Now Fatima and her family live in an old and dilapidated building. Her father and her brothers laugh and smoke in the terrace while Fatima and her sisters are forced to stay inside the house, sweating, with a curtain that covers the window and separates them from the external world. Their father and one of their two brothers are still with the Free Syrian Army and every week-end they visit their family in Turkey. The other brother found a job in Antakya instead.

“In Syria we had our fields and our beautiful house. We lost everything and now it’s very difficult for us to start again from scratch. My father says that Antakya is very dangerous and that it’s better for us to stay at home. I have been here since the beginning of 2013 and I have never been in the city centre. We don’t go out unless there is a man who can come with us. My father and my brothers are always in the battlefield in Syria, so me and my sisters are forced to stay at home”, Fatima continues.

Only their mother and their grandmother go to the market while their daughters are waiting at home, sitting on the couch, watching television. However, Fatima fills up her empty days with her true passion: she draws.

“Since the time we became refugees, without a place to stay, I began to feel something coming up from my soul and I started drawing in order to express my feelings,” Fatima says. Mothers and children running away from war, a horse running towards freedom, two hands setting free a white dove, a victorious fighter raising his rifle.
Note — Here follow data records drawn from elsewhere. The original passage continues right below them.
PR #569, opened 2026-09-11
Promote Watches feature to beta

### LINKED ISSUE #410: Promote Watches feature to beta
This issue tracks promoting the currently-alpha "watches" feature to beta.

jonasz-lasut:
Promotes Watches feature to beta
Fixes #410

I've kept the default flag value as `false` as both the behavior and the resource consumption of the provider changes with this feature enabled, I'm happy to change it to `true` as it's a beta feature now but I'd like to get a second opinion
@bobh66 what do you think as you've opened the #410 ?

I have:

### DIFF
--- a/cmd/provider/main.go
+++ b/cmd/provider/main.go
@@ -272,8 +272,8 @@ func main() {
 	}
 
 	if *enableWatches {
-		o.Features.Enable(features.EnableAlphaWatches)
-		log.Info("Alpha feature enabled", "flag", features.EnableAlphaWatches)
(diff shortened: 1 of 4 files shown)


bobh66 (commented):
Thanks @jonasz-lasut  - I think in beta it should be enabled by default, especially considering that there is no functionality change unless the `watch` flag in the `Object` is set to `true`.

jonasz-lasut:
Sounds good to me @bobh66 
Pushed a commit that changes the default to `true`

bobh66 (approved):
LGTM - thanks!

PR #4, opened 2024-01-10
Return path to downloaded file in download_url

jashlearn:
This PR is largely a test of the gnssanalysis contribution processes but it also adds a nice feature of returning a path to the downloaded file in a download function.


ronaldmaj (approved):
Awesome, this is a nice addition, we can then use that path in functions upstream

ronaldmaj (approved):
Reasonable addition of a type hint to this PR. Approved :+1:

PR #7, opened 2024-01-15
NPI-3060 Remove duplicated epochs in SP3 reader (with warning)

treefern:
Duplicated epochs should **not** be present in SP3 files. A warning is now logged if any are found. Detecting and *removing* duplicates also allows comparisons to be run on less compliant data.

The actual duplicate check is done on the Pandas DataFrame with `Index.duplicated()`. A quick test suggests this executes in less than 1ms on a typical SP3 file, so is not a performance concern.

### DIFF
--- a/gnssanalysis/gn_io/sp3.py
+++ b/gnssanalysis/gn_io/sp3.py
@@ -149,11 +149,11 @@ def read_sp3(sp3_path, pOnly=True):
     sp3_df.attrs["path"] = sp3_path
 
     # Check for duplicate epochs, dedupe and log warning
-    duplicated_indexes = sp3_df.index.duplicated()
+    duplicated_indexes = sp3_df.index.duplicated() # Typically sub ms time. Marks all but first instance as duped.
     if duplicated_indexes.sum() > 0: # We have dupes
         first_dupe = sp3_df.index.get_level_values(0)[duplicated_indexes][0]
         logging.warning(
-            f"Duplicate epoch(s) found in SP3! "
+            f"Duplicate epoch(s) found in SP3 ({duplicated_indexes.sum()} additional entries, potentially non-unique). "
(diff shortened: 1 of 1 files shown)


gnssanalysis/gn_io/sp3.py
```diff
@@ -141,6 +147,18 @@ def read_sp3(sp3_path, pOnly=True):
 
     sp3_df.attrs["HEADER"] = parsed_header  # writing header data to dataframe attributes
     sp3_df.attrs["path"] = sp3_path
+
+    # Check for duplicate epochs, dedupe and log warning
+    duplicated_indexes = sp3_df.index.duplicated()
+    if duplicated_indexes.sum() > 0: # We have dupes
+        first_dupe = sp3_df.index.get_level_values(0)[duplicated_indexes][0]
```
ronaldmaj, line 154: Not sure if it is worth it to list out all indexes or rows that are copied out (to show the scale of the problem?)
Perhaps doing something like `sp3_df.index.get_level_values(0)[duplicated_indexes].sum() / 2` should reveal the number of entries that are copied? Not entirely sure on this so it would need to be tested

ronaldmaj (approved):
We have had a chat about this already, I think this is good to go in. There is one comment I've put in, but I think we can change things around in future if we feel we need knowledge on the number of duplicate entries

gnssanalysis/gn_io/sp3.py
treefern: Updated to output the count in the warning. By the doc, it's by default the number of entries which duplicate something already there. So a (possibly repeated) list of duplicated values. I've worded the warning to try and capture that.

ronaldmaj (approved):
Awesome, thanks for putting the count in - good to go :+1:

PR #8, opened 2024-01-15
Updated sp3 dupe check \w has_duplicates property

bmatv:
As `has_duplicates` is an already a property inside the sp3 dataframe it is literally free. You may argue that `index.duplicated()` before `if` is not a waste  as you still need it to compute `first dupe`, but I could speculate that 99% of sp3 files come without dupes.


treefern (approved):
Nice improvement :) This is also a bit more readable.

bmatv:
@treefern Originally I added a comment on `has_duplicates` to you branch but never clicked on `Finish your review` button so it was a pending [read as invisible] comment. But this branch is also a great test on how-to commit/merge etc when one is a poor contributor, not a maintainer :)

PR #11, opened 2024-01-24
Move download functions from ginan/scripts/auto_download_PPP to gnssanalysis

aclel:
Download functions in auto_download_PPP have wider use. Proposing to incorporate into gnssanalysis.

### DIFF
--- a/gnssanalysis/filenames.py
+++ b/gnssanalysis/filenames.py
@@ -306,9 +306,12 @@ def nominal_span_string(span_seconds: float) -> str:
             unit = "W"
             span_unit_counts = int(span_seconds // gn_const.SEC_IN_WEEK)
     elif span_seconds >= gn_const.SEC_IN_WEEK:
-        if (span_seconds % gn_const.SEC_IN_WEEK) < gn_const.SEC_IN_DAY:
+        num_weeks = int(span_seconds // gn_const.SEC_IN_WEEK)
+        # IGS uses 07D to represent a week
+        # TODO: Handle JPL - uses 01W for a week
+        if (span_seconds % gn_const.SEC_IN_WEEK) < gn_const.SEC_IN_DAY and num_weeks > 1:
             unit = "W"
-            span_unit_counts = int(span_seconds // gn_const.SEC_IN_WEEK)
+            span_unit_counts = num_weeks
         else:
             unit = "D"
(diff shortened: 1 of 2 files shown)


gnssanalysis/filenames.py
```diff
@@ -306,9 +306,12 @@ def nominal_span_string(span_seconds: float) -> str:
             unit = "W"
             span_unit_counts = int(span_seconds // gn_const.SEC_IN_WEEK)
     elif span_seconds >= gn_const.SEC_IN_WEEK:
-        if (span_seconds % gn_const.SEC_IN_WEEK) < gn_const.SEC_IN_DAY:
+        num_weeks = int(span_seconds // gn_const.SEC_IN_WEEK)
```
ronaldmaj, line 309: This is a good idea, makes things a lot clearer for the `if` statement that comes next

gnssanalysis/gn_download.py
```diff
@@ -339,6 +345,7 @@ def get_install_crx2rnx(override=False, verbose=False):
             logging.info(f"crx2rnx already present in {_sys.path[0]}")
 
 
+# TODO: Deprecate in favour of the contextmanager?
```
ronaldmaj, line 348: We'll need to check where this is still used and replace it, but yep, I think we can definitely get rid of this after that

gnssanalysis/gn_download.py
```diff
@@ -445,6 +479,59 @@ def download_most_recent(
...
+    :param files: List of str filenames
+    :ftp_folder: Folder where the file is stored on the remote
+    :output_folder: Folder to store the output files
+    """
+    with _concurrent.futures.ThreadPoolExecutor() as executor:
+        # Wrap this in a list to force iteration of results and so get the first exception if any were raised
+        list(executor.map(download_file_from_cddis, files, _repeat(ftp_folder), _repeat(output_folder)))
+
+
+# TODO: Deprecate? Only supports legacy filenames
```
ronaldmaj, line 534: Yeah, I think once we have the other functions that allow `download_file_from_cddis` to carry out the expected file downloads, we can definitely get rid of this.

Other functions here I mean stuff like filename generation

ronaldmaj (approved):
I think this can go in as is - the functions to deprecate can also be removed once we do a bit of an audit of the rest of the codebase to make sure they are not used elsewhere

PR #12, opened 2024-02-12
NPI-3064 Fix SP3 output formatting of nodata values, to avoid writing NaNs to SP3 file

treefern:


gnssanalysis/gn_io/sp3.py
```diff
@@ -317,44 +340,51 @@ def clk_log(x):
     def prn_formatter(x):
         return f"P{x}"
 
+    # TODO NOTE
```
ronaldmaj, line 343: No note left here?

gnssanalysis/gn_io/sp3.py
```diff
@@ -365,7 +395,38 @@ def clk_std_formatter(x):
...
         out_buf.write("\n")
+
         # Format this epoch's values in the SP3 format and write to buffer
+
+        # First, we fill NaN and infinity values with the standardised nodata value for each column.
+        # NOTE: DataFrame.to_string() as called below, takes formatter functions per column. It does not, however
+        # invoke them on NaN values!! As such, trying to handle NaNs in the formatter is a fool's errand.
+        # Instead, we do it here, and get the formatters to recognise and skip over the already processed nodata values
+        
+        # POS nodata formatting
```
ronaldmaj, line 406: Awesome, this whole section reads well - pretty clear what is being done and in a logical manner 👍🏻

ronaldmaj (approved):
This is great! Thanks for putting this together so quickly, and I think you've structured really well - clear what is being done and it's done in a way that allows edits in the future. 
If this has been tested and works as expected, happy for this to go in 👍🏻

gnssanalysis/gn_io/sp3.py
treefern: Ah, I added this line just to more clearly draw attention to the large block of commentary already there.

Specifically the fact we're not precicely following the SP3 standard, as we have whitespace between columns. If we have reason to rework our SP3 writing in future, this feels like an important motivator to include in the discussion.

gnssanalysis/gn_io/sp3.py
```diff
@@ -35,10 +35,20 @@
 # File descriptor and clock
 _RE_SP3_HEAD_FDESCR = _re.compile(rb"\%c[ ]+(\w{1})[ ]+cc[ ](\w{3})")
 
+# Nodata ie NaN constants for SP3 format
+SP3_CLOCK_NODATA_STRING  = " 999999.999999" # Not used for reading, as fractional components are optional
```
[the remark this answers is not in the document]
treefern: I was also motivated to do it because I think it makes it clearer what is being done when a value is e.g. used several layers into some calculation logic.

PR #15, opened 2024-03-28
fixing stats + residual estimation

seballgeyer:
+ Fixing the helmert sign for orbit rotation. 
+ changes of stats for STD


ronaldmaj (approved):
Installed this locally and tested `orbq` on a couple SP3 files. Seems to work well with the -h option for both ECF and ECI. Can't say too much on the accuracy of the result (don't have something else to compare against), but happy for this to go in

PR #16, opened 2024-03-28
Update python-publish.yml

ronaldmaj:
Could not release due to Node.js deprecation issue. This site suggests the following should work: @v3 --> @v5
https://stackoverflow.com/questions/77897660/node-js-16-actions-are-deprecated-please-update-the-following-actions-to-use-no


seballgeyer (approved):
Makes sense, 
Only test is triggering  the pipeline.

PR #17, opened 2024-03-28
Update python-publish.yml

ronaldmaj:
Previous PR had both set at v5, reading into the previous article again, I might need keep the actions/checkout at v4 instead 
https://stackoverflow.com/questions/77897660/node-js-16-actions-are-deprecated-please-update-the-following-actions-to-use-no

### DIFF
--- a/.github/workflows/python-publish.yml
+++ b/.github/workflows/python-publish.yml
@@ -20,7 +20,7 @@ jobs:
     name: Build and publish Python distributions to PyPI
     runs-on: ubuntu-latest
     steps:
-    - uses: actions/checkout@v5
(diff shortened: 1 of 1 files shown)


seballgeyer (approved):
Okay for testing.

ronaldmaj:
The example on the `actions/setup-python` repo seems to show exactly this in the example in the README:
https://github.com/actions/setup-python?tab=readme-ov-file#basic-usage

```
steps:
- uses: actions/checkout@v4
- uses: actions/setup-python@v5
  with:
    python-version: '3.10' 
- run: python my_script.py
```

Watching her drawings, you can almost grasp Fatima’s feelings and emotions. I understand the meaning of her sad eyes, deprived of vital energy; the sense of oppression and humiliation that she is feeling; her desire of freedom, for Syria, for her sisters, for herself. Perhaps Fatima would like to be free of moving around without asking permission to her father; perhaps she would like to discover the new city where she is living, go to school and finish her studies.

“Freedom. This is what we want.” Fatima smiles. And, for a moment, her eyes fills up with joy and hope.